In response, Piper said, “God is the one being in the universe for whom self-exaltation is not the act of a needy ego, but an act of infinite giving,” adding that the “reason God seeks our praise is not because He won’t be fully God until He gets it, but because we won’t be fully happy until we give it.”

Piper quoted John 17:24, “Father, I want those you have given me to be with me where I am, and to see my glory, the glory you have given me because you loved me before the creation of the world.”

“That’s not egomania. It’s love,” said Piper regarding that passage. “Because nothing will make us happier forever than to be with the greatest Person in the universe, to see his glory, and to be changed to be like him.”

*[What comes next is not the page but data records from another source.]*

PR #830, opened 2025-07-09
feat: add queryTimeout support to MySQL source

kym6464:
## Summary
- Added configurable query timeout to MySQL source configuration
- Updated connection DSN to include readTimeout parameter  
- Added documentation and example usage
- Added test coverage for queryTimeout configuration

## Test plan
- [x] Added unit test for queryTimeout configuration parsing
- [x] Updated documentation with queryTimeout field description
- [x] Verified timeout parameter is correctly added to DSN when specified

## Caveat

When queryTimeout is exceeded, we get an obscure error message ([screenshot](https://github.com/user-attachments/assets/fd292f91-328d-4ebc-9a87-2d92e9887300)): 
```
unable to execute query: invalid connection
```

This seems to be a problem with the mysql-go library: https://stackoverflow.com/q/65253798/10720618

I tried to use [MAX_EXECUTION_TIME](https://dev.mysql.com/doc/refman/8.0/en/optimizer-hints.html#optimizer-hints-execution-time) but it didn't work as expected (my `sleep(MAX_EXECUTION_TIME+3)` query finished successfully after MAX_EXECUTION_TIME milliseconds)

Any ideas on what can be done here? The error message is very misleading. My goal with adding timeouts is to communicate to the LLM when it has issued a slow query and force it to adjust (e.g. query indexes and write a more optimized query) but this defeats the purpose.


duwenxin99:
Hi @kym6464, thanks for putting in a PR. The timeout field looks good to me. For your usage of `MAX_EXECUTION_TIME`, have you tried executing an actual long query instead of using `sleep()`? I'm guessing that MySQL only interrupts query processes that are actively consuming I/O as suggested in their error message: `Query execution was interrupted, maximum statement execution time exceeded`. Could you try using a SELECT statement with `MAX_EXECUTION_TIME` and see it if works?

duwenxin99 (approved):

kym6464:
@duwenxin99 Looks like your guess is correct! I issued a more realistic query and received the following error:
```
SQL Error [3024] [HY000]: Query execution was interrupted, maximum statement execution time exceeded
```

“The greatest news in the world is that in the death of Christ, God has made a way for his glory to be exalted and my sins to be forgiven in the very same act. God is ultimately glorified in us, and we are ultimately satisfied in him. And they happen together.”

Piper also believed that “God’s God-centeredness is the test of whether our own God-centeredness is real: Do I rejoice in God’s unwavering commitment to uphold and display his glory — do I rejoice in God’s God-centeredness?”

“Or am I God-centered only because deep down I believe God is man-centered, so that my supposed God-centeredness is really man-centeredness, even me-centeredness?” he continued.

“So, the crucial question is: Does my opposition to God’s God-centeredness reveal that my supposed God-centeredness is just a cover for wanting myself to be at the center?”

Piper has addressed the “egomaniac” question before, including in 2010 in a speech before approximately 21,000 college students at the Passion Conference.

“Wherever you hear God saying 'praise me,' what He's really saying is since praise is the completion of pleasure in greatness, please come to the fullness of your joy ... [and] of your satisfaction,” said Piper at Passion 2010.  

“You weren't made to be somebody. You were made to know somebody and to be thrilled to know the greatest person in the world as your friend.”